犹如被拨动的琴弦,他脑海里忽然回荡起了许多声音。

“玉堂,你原谅我今日所为,是展昭失信在先,为保你性命,才不得已与你交换命格!”

“白玉堂!我不能眼睁睁看着你离开!”

“哪怕你事后怪我,恨我,我也只能这样做!”

“玉堂,我只要你活着!”

……

展昭心口骤疼,有种明明不属于他的情绪袭遍了全身,让他难受的想哭,可又流不出泪来,这股劲淤积在胸口,让他无力的弯下腰来,宛如溺水窒息般胸膛起伏地喘着气。

“猫儿!”白玉堂惊呼一声,忙搂住展昭,他已经不是第一次见展昭突然这样了,心想着猫儿是不是还有其他什么自己不知道的病疾。

可上一世他也从来没见展昭突然病发,心口绞痛过。

展昭心里疼,疼的四肢都没有力气,他借着白玉堂手腕的力量勉强站了起来,两人才移步到圆桌旁坐下。

展昭现在也无法跟白玉堂细说,近来脑海里总会突然闪过一些他不曾见过的画面,还有一些话,就像那些噩梦似的,一阵阵袭来,让他措手不及。
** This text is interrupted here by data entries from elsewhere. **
PR #773, opened 2023-03-18
[SDK] Fix infinite recursion in ENS cache

adam-maj:
@jnsdls

### DIFF
--- a/packages/sdk/src/evm/common/ens.ts
+++ b/packages/sdk/src/evm/common/ens.ts
@@ -12,7 +12,10 @@ let provider: providers.Provider | undefined;
 
 const ENS_CACHE = new Map<string, Promise<CachedEns>>();
 
-export async function resolveEns(ens: string): Promise<string | null> {
+export async function resolveEns(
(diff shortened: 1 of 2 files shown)


packages/sdk/src/evm/common/ens.ts
```diff
@@ -40,11 +43,13 @@ export async function resolveEns(ens: string): Promise<string | null> {
   }
 
   const resolvedPromise = await ensPromise;
-  if (resolvedPromise.expirationTime > new Date()) {
+  if (resolvedPromise.expirationTime < new Date()) {
     // delete the cache if it's expired
     ENS_CACHE.delete(ens);
     // then call ourselves again to refresh the cache, but don't block on the result
-    resolveEns(ens);
+    if (depth === 0) {
```
iketw, line 50: Nice catch! Fixing the expirationTime comparison should fix this issue maybe we can remove this depth param? If we call it by mistake with depth === 1 this wouldn't update the cache.

PR #783, opened 2023-03-21
[sdk] - make AbiTypeBaseSchema default name instead of optional as well

jnsdls:


packages/sdk/src/evm/schema/sdk-options.ts
```diff
@@ -10,9 +10,9 @@ export const SDKOptionsSchema = z
   .object({
     // @ts-expect-error - zod doesn't know anything about readonly
     supportedChains: z.array(ChainInfoInputSchema).default(defaultChains),
-    thirdwebApiKey: z.string().optional().default(DEFAULT_API_KEY),
-    alchemyApiKey: z.string().optional().optional(),
```
jnsdls, line 14: image

@joaquim-verges

joaquim-verges: lowl

joaquim-verges (approved):

packages/sdk/src/evm/schema/contracts/common/index.ts
```diff
@@ -85,7 +85,7 @@ export const CommonTrustedForwarderSchema = z.object({
  * @internal
  */
 export const CommonSymbolSchema = z.object({
-  symbol: z.string().optional().default(""),
+  symbol: z.string().default(""),
```
jnsdls, line 88: default = behaves like optional but defaults if empty, so no reason to chain with optional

桌上的茶水早就凉透了,白玉堂起身道:“你再坐着休息会,我去后厨给你端杯热水来。”

展昭深呼吸了口气,原本脸上红晕健康的气色因为心口绞痛的难受让此刻的脸上苍白了起来。

“我没事,已经……缓过来了,还是去饭堂吃早饭吧。”他这个时候还不忘向白玉堂露出一个宽慰人的笑意。

白玉堂瞅着心疼不已,拉着他的手往外走,边走边道:“今日不许说没事,不许推脱,怎么也得让公孙先生好好给你瞧瞧,弄清楚到底是什么原因!”

白玉堂是真的被吓到了,他决不允许展昭有任何不适,否则他只会怪自己不中用未将展昭照顾好。

展昭揉着太阳穴,只能无力的应着,这次却怎么也不敢反驳了。

两人才走下台阶从庭院中的梧桐树旁经过,对面廊上,王朝马汉还有张龙赵虎跟约好似的纷纷开门走了出来,一切都是如此的碰巧。

白玉堂还没撒手,展昭已经先一步将被白玉堂握住的手指抽开,他有些被人撞破的不自在,手指不安的落在了腰间的巨阙之上。

看见白玉堂清晨就出现在院中,还是和展大哥站在一处,王朝下意识看了看对面展昭的房间,很快便明白了当中的一切。

既是有情人,恐怕都忍受不了一日不见如隔三秋的煎熬。

张龙和马汉皆有疑虑可都没出声,反观赵虎憨憨笨笨的,笑着跃下了台阶便停在了白展二人面前。

王朝只感觉有阵凉风从眼前一拂而过,待反应过来想伸手抓住赵虎,终究还是慢了一步。

赵虎盯着白玉堂问道:“白五爷,你昨日才进了军营,今日怎么这么早就来找展大哥了?”

王朝心里咯噔一响,生怕大清早的赵虎不经意说了什么话惹得了白玉堂不悦。

白玉堂住在府衙里的时日也不短了,他什么脾性,众人还是清楚的。

张龙也为自己这个好兄弟担忧,硬着眉头跟王朝和马汉一起走了过去。

展昭还在想该如何开口说呢。

只听身旁的人笑道:“昨日刚进军营,那又没认识的人,想着还不如开封府的众兄弟们好,再者,爷不是还欠你们一顿好酒么。”

白玉堂一提美酒,果然就将赵虎的注意力成功转移开了。

白玉堂来的这么早,肯定还没用早饭,赵虎自是分外热情地招呼着他与自己一起前往饭堂。